[Excerpts from a dataset]
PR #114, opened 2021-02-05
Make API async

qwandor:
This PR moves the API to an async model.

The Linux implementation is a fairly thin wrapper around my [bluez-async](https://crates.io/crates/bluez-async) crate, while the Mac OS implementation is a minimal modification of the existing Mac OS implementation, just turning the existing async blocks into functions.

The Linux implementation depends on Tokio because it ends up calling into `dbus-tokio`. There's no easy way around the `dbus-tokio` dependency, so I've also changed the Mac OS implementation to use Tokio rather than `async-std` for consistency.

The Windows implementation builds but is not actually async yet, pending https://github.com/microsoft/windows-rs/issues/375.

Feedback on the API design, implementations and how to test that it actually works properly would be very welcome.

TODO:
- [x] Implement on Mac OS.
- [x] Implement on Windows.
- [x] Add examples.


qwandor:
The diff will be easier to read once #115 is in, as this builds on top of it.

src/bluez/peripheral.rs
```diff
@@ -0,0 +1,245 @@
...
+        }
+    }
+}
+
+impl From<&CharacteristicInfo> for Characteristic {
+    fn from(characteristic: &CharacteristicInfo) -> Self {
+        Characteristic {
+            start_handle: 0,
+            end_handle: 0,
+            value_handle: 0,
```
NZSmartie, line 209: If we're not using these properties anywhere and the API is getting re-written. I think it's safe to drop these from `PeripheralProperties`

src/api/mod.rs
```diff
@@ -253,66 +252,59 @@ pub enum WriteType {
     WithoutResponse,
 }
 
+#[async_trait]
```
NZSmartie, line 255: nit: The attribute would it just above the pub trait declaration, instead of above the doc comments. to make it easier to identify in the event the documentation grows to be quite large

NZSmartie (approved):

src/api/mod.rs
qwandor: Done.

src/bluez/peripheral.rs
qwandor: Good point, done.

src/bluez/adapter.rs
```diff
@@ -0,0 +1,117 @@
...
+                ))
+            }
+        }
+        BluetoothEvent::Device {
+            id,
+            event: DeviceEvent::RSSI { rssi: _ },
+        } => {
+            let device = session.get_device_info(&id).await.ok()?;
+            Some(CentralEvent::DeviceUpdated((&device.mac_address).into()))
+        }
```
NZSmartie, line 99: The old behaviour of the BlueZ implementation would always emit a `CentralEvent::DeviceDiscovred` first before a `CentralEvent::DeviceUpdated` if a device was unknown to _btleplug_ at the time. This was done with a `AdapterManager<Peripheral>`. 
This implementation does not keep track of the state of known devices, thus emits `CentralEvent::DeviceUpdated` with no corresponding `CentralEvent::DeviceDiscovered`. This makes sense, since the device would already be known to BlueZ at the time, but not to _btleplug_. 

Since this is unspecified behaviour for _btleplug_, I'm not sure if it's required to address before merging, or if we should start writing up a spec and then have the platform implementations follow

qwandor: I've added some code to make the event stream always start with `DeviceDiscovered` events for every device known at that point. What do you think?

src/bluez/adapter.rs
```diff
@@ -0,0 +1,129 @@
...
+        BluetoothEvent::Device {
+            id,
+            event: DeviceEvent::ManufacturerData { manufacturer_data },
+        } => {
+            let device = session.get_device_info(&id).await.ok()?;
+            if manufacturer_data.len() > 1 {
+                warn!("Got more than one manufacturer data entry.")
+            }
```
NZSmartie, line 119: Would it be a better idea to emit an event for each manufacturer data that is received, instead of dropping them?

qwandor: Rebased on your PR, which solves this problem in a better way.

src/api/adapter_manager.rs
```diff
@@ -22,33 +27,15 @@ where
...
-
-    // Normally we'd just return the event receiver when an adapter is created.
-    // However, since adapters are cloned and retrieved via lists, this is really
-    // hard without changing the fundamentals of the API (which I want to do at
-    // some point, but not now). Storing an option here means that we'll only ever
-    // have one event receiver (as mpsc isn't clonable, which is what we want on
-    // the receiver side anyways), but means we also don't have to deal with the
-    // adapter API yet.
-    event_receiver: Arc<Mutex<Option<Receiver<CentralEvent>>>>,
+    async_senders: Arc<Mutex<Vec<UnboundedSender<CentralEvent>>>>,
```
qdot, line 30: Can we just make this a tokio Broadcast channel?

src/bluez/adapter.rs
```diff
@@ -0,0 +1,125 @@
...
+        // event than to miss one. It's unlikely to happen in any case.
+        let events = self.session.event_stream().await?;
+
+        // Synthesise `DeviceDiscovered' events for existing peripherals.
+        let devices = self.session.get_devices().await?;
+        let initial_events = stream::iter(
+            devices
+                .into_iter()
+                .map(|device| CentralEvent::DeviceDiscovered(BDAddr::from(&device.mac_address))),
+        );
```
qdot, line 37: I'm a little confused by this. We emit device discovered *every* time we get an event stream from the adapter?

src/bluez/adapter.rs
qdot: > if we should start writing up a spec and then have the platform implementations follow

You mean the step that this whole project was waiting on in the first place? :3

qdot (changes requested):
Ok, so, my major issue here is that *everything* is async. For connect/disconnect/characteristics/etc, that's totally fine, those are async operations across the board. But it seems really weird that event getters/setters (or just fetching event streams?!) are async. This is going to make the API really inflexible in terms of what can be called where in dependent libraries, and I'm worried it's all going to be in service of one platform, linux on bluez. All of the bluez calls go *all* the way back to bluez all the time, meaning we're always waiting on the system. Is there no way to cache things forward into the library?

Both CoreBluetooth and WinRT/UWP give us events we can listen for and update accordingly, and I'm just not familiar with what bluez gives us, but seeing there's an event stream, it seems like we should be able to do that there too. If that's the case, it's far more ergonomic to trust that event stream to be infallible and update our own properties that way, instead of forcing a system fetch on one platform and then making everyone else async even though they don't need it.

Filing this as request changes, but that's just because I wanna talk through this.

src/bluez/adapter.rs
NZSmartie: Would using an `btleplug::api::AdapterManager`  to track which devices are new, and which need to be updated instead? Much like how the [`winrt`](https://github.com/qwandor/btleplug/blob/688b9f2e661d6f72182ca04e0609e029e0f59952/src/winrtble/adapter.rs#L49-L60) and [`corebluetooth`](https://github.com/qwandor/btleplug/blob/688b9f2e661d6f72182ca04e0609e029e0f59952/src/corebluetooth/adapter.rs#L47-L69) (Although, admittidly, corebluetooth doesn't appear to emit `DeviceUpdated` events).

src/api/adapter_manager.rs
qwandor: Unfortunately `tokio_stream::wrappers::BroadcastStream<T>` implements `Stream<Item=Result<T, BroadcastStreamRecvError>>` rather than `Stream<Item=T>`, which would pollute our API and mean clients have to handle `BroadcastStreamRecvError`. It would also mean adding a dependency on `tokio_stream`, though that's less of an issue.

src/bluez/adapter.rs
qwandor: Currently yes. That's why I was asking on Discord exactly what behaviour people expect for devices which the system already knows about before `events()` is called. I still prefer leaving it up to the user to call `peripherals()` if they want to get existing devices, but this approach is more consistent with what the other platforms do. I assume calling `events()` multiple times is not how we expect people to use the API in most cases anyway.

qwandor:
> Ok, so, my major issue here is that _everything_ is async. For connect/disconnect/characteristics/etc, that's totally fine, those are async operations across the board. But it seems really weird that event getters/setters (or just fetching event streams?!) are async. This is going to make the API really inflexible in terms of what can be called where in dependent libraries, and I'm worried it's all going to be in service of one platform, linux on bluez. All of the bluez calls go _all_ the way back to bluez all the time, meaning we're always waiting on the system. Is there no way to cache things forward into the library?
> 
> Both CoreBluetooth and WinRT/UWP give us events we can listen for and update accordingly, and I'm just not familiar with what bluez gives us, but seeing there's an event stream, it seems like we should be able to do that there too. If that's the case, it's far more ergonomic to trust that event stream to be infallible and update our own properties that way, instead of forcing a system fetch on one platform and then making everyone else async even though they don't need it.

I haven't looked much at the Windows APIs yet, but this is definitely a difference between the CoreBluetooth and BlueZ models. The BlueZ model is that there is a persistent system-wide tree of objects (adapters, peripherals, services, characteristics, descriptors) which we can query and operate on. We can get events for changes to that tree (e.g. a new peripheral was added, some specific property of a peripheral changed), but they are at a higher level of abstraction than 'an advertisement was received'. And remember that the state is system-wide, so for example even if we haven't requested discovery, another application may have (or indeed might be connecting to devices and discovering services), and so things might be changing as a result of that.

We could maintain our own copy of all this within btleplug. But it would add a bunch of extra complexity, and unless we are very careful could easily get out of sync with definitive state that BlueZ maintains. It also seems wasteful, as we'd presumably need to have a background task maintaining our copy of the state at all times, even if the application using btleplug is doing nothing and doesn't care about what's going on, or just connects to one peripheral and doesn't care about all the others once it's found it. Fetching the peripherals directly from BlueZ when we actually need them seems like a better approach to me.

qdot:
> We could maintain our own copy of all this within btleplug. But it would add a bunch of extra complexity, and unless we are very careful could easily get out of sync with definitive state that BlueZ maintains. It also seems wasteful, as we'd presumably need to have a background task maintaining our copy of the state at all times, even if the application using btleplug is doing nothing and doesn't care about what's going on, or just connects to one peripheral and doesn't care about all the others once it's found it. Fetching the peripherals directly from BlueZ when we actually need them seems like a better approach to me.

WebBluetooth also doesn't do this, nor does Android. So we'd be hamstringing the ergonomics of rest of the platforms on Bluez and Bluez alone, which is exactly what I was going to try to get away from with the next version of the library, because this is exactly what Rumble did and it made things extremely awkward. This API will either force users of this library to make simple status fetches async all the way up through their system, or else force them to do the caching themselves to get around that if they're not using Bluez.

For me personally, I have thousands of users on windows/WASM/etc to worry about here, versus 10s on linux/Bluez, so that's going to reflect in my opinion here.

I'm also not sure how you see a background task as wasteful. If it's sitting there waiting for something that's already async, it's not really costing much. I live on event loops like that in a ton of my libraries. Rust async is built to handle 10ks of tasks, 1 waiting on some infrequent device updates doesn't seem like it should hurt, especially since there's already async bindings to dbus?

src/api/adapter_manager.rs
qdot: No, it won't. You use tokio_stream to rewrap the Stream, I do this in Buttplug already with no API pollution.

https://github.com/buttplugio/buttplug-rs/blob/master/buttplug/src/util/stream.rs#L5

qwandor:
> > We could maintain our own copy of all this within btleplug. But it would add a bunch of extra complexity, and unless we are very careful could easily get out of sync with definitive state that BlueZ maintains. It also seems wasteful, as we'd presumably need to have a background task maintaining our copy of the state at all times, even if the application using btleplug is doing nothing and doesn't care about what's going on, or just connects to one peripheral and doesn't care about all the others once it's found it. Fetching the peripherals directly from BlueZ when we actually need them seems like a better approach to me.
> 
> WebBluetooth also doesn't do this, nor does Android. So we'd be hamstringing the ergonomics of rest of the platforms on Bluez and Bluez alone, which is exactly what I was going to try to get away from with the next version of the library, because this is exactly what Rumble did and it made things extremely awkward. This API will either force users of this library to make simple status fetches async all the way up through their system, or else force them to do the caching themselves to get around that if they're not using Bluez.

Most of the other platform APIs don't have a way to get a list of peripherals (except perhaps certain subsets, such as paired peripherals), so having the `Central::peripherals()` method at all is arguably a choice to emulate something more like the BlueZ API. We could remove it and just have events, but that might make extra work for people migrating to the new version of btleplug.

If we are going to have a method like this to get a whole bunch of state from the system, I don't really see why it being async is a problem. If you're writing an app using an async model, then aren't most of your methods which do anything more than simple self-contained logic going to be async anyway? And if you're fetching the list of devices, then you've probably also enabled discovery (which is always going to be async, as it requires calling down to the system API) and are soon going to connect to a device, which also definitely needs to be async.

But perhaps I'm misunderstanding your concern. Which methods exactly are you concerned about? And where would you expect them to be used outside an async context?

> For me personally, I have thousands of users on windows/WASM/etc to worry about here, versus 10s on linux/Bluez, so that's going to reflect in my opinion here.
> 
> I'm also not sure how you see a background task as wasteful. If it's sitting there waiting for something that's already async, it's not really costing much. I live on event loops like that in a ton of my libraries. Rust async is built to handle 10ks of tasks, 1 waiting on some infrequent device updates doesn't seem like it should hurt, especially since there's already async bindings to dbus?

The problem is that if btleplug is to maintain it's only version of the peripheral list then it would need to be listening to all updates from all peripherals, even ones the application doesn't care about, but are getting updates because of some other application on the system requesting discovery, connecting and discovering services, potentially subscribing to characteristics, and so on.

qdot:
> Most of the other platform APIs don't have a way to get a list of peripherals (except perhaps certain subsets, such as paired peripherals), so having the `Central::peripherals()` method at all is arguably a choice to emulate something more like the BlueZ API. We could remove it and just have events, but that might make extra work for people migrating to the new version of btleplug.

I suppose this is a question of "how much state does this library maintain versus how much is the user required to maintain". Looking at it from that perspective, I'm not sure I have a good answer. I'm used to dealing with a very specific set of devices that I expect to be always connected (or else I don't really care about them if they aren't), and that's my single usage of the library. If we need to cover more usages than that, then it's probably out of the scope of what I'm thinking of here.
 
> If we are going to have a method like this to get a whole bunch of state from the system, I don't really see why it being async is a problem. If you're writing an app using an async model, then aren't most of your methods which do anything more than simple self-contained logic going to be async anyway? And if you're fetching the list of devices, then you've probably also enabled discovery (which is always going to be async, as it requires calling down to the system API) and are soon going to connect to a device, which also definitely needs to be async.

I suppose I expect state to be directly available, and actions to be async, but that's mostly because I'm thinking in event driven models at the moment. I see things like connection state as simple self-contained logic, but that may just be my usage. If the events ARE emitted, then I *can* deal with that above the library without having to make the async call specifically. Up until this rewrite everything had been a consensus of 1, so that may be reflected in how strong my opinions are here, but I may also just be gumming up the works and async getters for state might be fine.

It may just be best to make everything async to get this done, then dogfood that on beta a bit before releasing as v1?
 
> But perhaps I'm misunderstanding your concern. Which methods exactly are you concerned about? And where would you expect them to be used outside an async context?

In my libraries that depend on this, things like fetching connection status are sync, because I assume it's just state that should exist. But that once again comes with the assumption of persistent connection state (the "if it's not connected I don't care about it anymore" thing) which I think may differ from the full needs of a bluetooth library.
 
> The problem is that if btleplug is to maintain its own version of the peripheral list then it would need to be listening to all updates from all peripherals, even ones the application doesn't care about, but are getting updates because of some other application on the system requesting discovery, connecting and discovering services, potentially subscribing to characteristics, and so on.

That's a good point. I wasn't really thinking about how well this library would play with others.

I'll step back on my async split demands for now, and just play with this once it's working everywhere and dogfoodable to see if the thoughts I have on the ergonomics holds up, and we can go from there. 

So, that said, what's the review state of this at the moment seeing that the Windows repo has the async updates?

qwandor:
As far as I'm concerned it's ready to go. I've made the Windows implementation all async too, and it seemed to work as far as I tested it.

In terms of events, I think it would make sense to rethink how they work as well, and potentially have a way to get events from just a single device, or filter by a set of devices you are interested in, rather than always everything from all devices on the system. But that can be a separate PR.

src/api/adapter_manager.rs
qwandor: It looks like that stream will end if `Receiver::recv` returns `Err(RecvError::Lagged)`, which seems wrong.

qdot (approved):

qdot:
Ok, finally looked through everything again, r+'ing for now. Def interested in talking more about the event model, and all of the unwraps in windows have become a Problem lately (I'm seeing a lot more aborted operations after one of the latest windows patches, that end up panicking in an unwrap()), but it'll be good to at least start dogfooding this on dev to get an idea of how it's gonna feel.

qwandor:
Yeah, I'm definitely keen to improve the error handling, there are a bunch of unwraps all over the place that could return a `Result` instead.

==

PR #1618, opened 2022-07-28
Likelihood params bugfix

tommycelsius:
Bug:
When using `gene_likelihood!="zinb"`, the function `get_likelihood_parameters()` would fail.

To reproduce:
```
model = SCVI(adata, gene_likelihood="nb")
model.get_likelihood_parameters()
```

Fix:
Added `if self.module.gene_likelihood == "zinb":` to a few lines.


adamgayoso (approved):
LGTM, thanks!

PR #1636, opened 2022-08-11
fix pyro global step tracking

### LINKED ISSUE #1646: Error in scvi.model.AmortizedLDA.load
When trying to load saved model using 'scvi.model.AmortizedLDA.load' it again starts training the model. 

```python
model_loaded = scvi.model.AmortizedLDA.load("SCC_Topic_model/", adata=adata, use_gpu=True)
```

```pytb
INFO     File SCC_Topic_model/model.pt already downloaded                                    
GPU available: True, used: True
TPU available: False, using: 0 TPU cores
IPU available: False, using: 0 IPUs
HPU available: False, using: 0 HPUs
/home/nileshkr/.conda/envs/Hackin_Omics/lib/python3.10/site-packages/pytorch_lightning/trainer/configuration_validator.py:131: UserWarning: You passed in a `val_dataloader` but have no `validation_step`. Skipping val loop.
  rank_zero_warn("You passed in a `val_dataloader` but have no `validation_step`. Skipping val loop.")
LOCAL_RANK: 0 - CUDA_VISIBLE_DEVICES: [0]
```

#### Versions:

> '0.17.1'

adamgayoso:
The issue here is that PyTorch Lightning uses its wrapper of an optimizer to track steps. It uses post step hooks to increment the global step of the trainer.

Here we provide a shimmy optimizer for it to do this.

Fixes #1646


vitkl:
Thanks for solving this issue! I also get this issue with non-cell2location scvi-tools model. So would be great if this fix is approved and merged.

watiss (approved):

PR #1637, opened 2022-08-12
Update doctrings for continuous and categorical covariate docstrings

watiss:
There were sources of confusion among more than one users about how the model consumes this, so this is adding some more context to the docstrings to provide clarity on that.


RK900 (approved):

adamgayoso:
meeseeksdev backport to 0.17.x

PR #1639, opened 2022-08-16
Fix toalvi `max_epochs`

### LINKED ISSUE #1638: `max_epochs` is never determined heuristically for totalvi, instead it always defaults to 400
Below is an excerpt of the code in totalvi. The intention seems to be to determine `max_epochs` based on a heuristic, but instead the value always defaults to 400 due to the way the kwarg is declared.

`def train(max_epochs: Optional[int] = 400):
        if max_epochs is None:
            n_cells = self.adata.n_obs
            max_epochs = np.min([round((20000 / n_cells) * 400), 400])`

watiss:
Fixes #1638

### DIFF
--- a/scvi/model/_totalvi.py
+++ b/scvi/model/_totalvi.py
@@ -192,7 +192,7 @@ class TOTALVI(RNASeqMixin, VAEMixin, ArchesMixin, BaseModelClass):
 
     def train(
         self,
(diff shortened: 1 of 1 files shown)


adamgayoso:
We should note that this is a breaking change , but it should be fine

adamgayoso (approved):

==

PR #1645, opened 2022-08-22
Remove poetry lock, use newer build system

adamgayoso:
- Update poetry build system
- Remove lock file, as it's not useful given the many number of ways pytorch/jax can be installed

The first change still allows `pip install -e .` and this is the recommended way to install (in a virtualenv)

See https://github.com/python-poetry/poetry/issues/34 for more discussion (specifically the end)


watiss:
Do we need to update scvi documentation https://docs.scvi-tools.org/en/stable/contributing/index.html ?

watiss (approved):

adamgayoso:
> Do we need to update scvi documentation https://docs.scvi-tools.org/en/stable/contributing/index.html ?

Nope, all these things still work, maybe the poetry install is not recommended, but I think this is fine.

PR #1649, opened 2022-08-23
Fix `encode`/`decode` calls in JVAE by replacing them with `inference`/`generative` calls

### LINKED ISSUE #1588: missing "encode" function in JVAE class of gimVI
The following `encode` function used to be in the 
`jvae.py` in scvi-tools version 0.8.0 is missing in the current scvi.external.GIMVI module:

** Directions for this task **
Check every line of the data, and copy the ones that contain "play".

** Completed task **
That's a good point. I wasn't really thinking about how well this library would play with others.
I'll step back on my async split demands for now, and just play with this once it's working everywhere and dogfoodable to see if the thoughts I have on the ergonomics holds up, and we can go from there. 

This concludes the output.